Do vento ao etanol: as táticas da Vale para driblar a distância e seguir rumo à China
Talvez você tenha visto a notícia de que a Vale vai ter o primeiro navio transoceânico movido a etanol do mundo. O projeto, previsto para 2029, é apenas uma das frentes de uma estratégia mais ampla, de preparar a logística marítima para um futuro cada vez mais descarbonizado.
E a discussão vai além de inovação pontual. Afinal, o transporte marítimo responde por uma fatia relevante das emissões da cadeia da mineradora, além de representar uma parcela importante dos custos presentes no balanço.

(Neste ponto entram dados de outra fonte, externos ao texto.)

PR #996, opened 2026-02-09
fix: replace rust-i18n macro with runtime backend to prevent OOM

sinelaw:
Replace compile-time i18n macro expansion with runtime JSON loading to resolve OOM crashes during release builds. The macro was generating 580,000+ IR instructions for 1.1MB of translations, causing >16GB memory usage and FreeBSD CI failures.

Solution: Empty locales directory + custom Backend implementation that lazily loads embedded JSON files at runtime using include_str!(). This reduces compile-time IR to <1,000 instructions while maintaining the same binary size and all functionality.

- Created RuntimeBackend implementing rust_i18n::Backend trait
- Embedded all 14 locale JSON files with include_str!()
- Lazy loading with once_cell for on-demand parsing
- All existing tests pass without modification
- No changes needed to 326 files using t!() macro


sinelaw:
Improves cargo build of the 'fresh-editor' crate:

- Build time: 196 seconds => 106 seconds
- Peak RSS: 3.3 GB => 2.3 GB

Issue #1007, opened 2026-02-10
Find and replace doesn't work when RegEx is on


X-Ryl669:
Example text file:
```
AAAAAA
Sig: eifojoi oijrze oizerj g
BBBBBB
Sig: dozijfzoeijz ozeij zegoij
CCCCCC
```

Try to find and replace `Sig:.*` by (nothing) without any confirmation, it'll fail to do so. Yet, finding the same text does work successfully.

sinelaw:
Fixed in master

PR #1008, opened 2026-02-10
Add regex capture group support to find-and-replace

sinelaw:
## Summary
This PR adds support for regex capture groups in the find-and-replace functionality, allowing users to reference captured groups (e.g., `$1`, `$2`, `${name}`) in replacement text. This enables powerful transformations like swapping fields or reformatting matched text.

## Key Changes

- **New `regex_replace` module**: Extracted pure, buffer-agnostic regex helpers into a dedicated module with comprehensive test coverage:
  - `build_regex()`: Constructs compiled regexes with support for whole-word and case-sensitivity options
  - `collect_regex_matches()`: Finds all matches and expands capture group references in replacement templates
  - `expand_replacement()`: Expands capture groups for individual matches

- **Enhanced `InteractiveReplaceState`**: Added fields to track:
  - `current_match_len`: Stores actual match length (differs from search string length in regex mode)
  - `regex`: Caches compiled regex for efficient reuse during interactive replace

- **Updated replace-all logic**: 
  - Detects regex mode and uses compiled regex for matching
  - Expands capture group references for each match before applying replacements
  - Maintains O(n) performance using BulkEdit for tree operations

- **Updated interactive replace**:
  - Finds matches using regex when enabled
  - Properly tracks variable-length matches
  - Expands capture groups when replacing individual matches or all remaining matches

- **UI enhancement**: Added hint text in status bar when regex mode is enabled in replace mode, informing users they can use `$1`, `$2`, etc. in replacements

## Implementation Details

- All regex operations use `regex::bytes::Regex` for efficient byte-level matching
- Capture group expansion is delegated to the `regex` crate's built-in `expand()` method
- The implementation gracefully falls back to literal string replacement when regex mode is disabled
- Match lengths are determined dynamically to support variable-length regex patterns

https://claude.ai/code/session_01EZKgNP9Ffb6VC8ZENRuzRx

### DIFF
--- a/crates/fresh-editor/src/view/ui/status_bar.rs
+++ b/crates/fresh-editor/src/view/ui/status_bar.rs
@@ -1160,6 +1160,13 @@ impl StatusBarRenderer {
         current_col += regex_full_width as u16;
         layout.regex = Some((regex_start, current_col));
 
+        // Show capture group hint when regex is enabled in replace mode
+        if use_regex && confirm_each.is_some() {
+            let hint = " \u{2502} $1,$2,…";
+            spans.push(Span::styled(hint, shortcut_style));
+            current_col += str_width(hint) as u16;
+        }
+
         // Confirm Each option (only shown in replace mode)
         if let Some(confirm_value) = confirm_each {
             let confirm_shortcut =


sinelaw:
Fixes #1007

No primeiro trimestre de 2026, o custo de frete marítimo da mineradora foi de US$ 18,1 por tonelada, um dos principais fatores por trás da alta do custo all-in da companhia no período. Chama-se all-in o gasto total para produzir e entregar minério de ferro, que somou US$ 55,4 por tonelada para o mix de finos e pelotas entregues na China.
Na prática, o frete internacional representou cerca de um terço desse custo total, ou aproximadamente 32,7%. A relevância do transporte marítimo é ainda maior porque 89% das vendas de finos de minério de ferro da Vale no trimestre foram feitas na modalidade CFR, em que a companhia é responsável pelo transporte até o cliente.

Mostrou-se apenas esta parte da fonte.